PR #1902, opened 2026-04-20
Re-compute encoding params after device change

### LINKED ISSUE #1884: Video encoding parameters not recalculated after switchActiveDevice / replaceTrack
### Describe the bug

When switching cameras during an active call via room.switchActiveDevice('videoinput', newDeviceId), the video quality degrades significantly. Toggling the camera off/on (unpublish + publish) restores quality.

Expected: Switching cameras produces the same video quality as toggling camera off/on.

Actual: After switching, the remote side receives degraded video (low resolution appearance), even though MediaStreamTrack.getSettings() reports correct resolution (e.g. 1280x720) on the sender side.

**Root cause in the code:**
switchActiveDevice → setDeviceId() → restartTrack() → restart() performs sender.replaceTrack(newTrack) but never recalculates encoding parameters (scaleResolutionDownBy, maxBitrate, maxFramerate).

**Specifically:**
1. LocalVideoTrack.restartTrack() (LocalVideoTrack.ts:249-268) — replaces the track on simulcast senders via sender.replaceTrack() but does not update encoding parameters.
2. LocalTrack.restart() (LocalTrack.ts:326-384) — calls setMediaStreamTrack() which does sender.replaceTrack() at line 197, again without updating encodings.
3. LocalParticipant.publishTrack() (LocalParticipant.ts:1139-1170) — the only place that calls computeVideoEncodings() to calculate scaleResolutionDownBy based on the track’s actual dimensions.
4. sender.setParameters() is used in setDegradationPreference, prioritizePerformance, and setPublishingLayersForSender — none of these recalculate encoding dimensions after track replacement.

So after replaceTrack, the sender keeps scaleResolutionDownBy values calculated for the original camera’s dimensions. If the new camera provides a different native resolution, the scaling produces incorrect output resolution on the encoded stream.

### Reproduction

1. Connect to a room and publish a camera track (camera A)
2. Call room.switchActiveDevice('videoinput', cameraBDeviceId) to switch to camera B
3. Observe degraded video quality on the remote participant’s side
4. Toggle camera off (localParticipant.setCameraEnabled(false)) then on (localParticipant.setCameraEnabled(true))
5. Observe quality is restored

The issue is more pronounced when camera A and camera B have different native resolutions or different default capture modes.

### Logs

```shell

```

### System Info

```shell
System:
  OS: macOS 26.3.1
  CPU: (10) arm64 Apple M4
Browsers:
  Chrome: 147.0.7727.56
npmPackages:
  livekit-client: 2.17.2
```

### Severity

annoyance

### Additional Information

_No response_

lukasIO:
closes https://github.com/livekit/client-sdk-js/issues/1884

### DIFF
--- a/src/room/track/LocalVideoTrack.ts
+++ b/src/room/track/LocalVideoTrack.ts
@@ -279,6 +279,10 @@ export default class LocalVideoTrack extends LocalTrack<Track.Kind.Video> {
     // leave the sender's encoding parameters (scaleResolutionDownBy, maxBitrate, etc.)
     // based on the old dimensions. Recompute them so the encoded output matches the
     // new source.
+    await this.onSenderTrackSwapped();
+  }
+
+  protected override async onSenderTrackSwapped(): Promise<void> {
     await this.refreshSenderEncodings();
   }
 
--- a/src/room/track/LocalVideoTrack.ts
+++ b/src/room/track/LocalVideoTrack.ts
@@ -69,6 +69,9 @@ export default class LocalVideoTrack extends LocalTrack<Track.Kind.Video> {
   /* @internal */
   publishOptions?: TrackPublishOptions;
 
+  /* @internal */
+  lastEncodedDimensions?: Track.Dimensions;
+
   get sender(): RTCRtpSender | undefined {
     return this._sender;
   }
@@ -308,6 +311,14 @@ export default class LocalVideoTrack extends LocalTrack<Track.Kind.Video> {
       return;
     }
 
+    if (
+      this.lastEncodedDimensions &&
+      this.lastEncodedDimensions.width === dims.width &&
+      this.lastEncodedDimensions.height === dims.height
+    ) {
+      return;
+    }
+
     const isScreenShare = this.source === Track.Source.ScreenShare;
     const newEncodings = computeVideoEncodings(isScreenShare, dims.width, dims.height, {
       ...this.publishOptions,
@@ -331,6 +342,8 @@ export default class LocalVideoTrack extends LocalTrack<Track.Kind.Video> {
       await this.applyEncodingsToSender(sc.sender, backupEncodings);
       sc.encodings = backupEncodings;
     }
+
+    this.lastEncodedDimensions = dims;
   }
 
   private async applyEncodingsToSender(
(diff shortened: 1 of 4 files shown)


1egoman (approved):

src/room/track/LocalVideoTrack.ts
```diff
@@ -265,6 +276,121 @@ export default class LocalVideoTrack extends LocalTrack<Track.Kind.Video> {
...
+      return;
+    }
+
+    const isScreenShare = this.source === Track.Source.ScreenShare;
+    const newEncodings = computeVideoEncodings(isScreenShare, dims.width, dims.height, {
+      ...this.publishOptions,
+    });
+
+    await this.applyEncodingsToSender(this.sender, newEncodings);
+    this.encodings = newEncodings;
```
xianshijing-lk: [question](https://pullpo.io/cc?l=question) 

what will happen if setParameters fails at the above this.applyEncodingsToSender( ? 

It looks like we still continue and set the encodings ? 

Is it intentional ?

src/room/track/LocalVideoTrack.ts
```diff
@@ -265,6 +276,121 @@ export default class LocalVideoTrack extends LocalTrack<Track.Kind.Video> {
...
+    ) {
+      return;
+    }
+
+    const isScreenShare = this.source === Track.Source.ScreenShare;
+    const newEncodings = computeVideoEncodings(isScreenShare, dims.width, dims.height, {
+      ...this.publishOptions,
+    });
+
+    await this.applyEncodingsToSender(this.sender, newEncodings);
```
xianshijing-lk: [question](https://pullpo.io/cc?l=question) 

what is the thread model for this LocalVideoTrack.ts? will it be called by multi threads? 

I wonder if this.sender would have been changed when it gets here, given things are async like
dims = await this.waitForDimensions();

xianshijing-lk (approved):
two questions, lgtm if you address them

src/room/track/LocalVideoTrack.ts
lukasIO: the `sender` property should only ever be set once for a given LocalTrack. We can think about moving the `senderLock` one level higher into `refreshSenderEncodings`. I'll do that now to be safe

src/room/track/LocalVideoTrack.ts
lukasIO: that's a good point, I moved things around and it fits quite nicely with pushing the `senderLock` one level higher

-.-.-

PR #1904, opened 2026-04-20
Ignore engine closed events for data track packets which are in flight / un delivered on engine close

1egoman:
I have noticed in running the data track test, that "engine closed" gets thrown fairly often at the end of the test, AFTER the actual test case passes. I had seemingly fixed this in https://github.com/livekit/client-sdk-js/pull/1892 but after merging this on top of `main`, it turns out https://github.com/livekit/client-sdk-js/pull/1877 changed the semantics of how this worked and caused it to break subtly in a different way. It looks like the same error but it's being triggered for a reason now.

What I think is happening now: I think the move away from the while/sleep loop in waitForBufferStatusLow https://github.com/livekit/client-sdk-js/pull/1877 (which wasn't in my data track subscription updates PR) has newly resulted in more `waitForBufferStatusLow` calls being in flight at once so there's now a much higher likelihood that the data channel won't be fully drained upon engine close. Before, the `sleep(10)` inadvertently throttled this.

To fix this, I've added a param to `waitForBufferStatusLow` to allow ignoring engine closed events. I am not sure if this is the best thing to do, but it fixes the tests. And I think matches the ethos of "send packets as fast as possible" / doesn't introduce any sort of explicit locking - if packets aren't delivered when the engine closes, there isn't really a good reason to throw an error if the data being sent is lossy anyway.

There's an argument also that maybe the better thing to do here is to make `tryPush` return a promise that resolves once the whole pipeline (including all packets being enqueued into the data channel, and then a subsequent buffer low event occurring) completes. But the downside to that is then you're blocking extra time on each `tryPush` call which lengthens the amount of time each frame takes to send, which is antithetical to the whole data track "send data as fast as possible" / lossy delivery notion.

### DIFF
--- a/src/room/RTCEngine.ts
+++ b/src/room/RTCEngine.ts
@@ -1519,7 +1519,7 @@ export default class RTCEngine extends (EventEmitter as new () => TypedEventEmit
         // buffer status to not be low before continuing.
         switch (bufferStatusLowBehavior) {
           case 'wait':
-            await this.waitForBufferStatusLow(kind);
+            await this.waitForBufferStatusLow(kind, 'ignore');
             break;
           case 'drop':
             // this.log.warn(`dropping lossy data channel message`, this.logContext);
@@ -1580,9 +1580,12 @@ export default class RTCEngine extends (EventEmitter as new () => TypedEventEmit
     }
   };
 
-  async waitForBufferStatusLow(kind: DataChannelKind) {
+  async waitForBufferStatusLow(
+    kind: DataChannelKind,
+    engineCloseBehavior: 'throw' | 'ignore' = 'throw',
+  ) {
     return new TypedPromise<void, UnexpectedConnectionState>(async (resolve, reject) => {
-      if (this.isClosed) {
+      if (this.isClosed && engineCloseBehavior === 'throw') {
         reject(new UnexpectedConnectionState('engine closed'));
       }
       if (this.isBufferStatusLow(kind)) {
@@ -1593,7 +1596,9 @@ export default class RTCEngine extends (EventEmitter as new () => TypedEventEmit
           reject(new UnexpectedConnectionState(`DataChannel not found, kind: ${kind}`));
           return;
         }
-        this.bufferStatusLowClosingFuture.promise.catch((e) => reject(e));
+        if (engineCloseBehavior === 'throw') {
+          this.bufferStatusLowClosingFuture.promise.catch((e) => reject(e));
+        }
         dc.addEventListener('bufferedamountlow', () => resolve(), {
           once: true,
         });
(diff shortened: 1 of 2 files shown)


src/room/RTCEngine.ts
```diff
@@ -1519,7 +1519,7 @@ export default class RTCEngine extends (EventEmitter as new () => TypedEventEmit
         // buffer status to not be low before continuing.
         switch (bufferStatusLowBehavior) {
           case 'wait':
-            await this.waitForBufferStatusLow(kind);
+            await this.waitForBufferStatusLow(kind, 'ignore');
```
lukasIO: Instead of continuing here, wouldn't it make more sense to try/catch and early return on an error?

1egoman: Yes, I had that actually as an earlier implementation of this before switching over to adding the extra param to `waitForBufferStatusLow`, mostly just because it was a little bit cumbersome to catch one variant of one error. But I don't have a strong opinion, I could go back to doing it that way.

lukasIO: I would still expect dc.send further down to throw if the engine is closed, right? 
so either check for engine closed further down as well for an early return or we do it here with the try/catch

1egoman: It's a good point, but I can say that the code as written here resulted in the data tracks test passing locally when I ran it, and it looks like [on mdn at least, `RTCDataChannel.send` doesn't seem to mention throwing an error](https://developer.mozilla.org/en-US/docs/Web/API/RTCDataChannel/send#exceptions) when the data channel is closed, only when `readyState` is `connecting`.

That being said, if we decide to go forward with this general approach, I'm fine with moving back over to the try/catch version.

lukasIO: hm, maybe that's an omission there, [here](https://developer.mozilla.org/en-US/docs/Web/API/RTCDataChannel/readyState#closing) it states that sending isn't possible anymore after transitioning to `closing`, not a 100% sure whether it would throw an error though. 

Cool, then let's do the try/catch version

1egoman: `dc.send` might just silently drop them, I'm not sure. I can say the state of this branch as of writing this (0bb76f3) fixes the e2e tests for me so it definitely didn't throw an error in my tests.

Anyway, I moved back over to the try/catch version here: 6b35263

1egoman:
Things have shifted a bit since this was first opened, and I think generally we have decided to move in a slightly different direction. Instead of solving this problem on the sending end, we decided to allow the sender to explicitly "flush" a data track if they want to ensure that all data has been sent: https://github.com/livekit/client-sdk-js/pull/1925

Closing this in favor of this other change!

-.-.-

• **TASK BRIEF**
Look above for the line with "in my tests." and the line with "Closing this in favor of this other change!"; transcribe both and all lines in between, exactly, and nothing else.

• **RESPONSE**
1egoman: `dc.send` might just silently drop them, I'm not sure. I can say the state of this branch as of writing this (0bb76f3) fixes the e2e tests for me so it definitely didn't throw an error in my tests.

Anyway, I moved back over to the try/catch version here: 6b35263

1egoman:
Things have shifted a bit since this was first opened, and I think generally we have decided to move in a slightly different direction. Instead of solving this problem on the sending end, we decided to allow the sender to explicitly "flush" a data track if they want to ensure that all data has been sent: https://github.com/livekit/client-sdk-js/pull/1925

Closing this in favor of this other change!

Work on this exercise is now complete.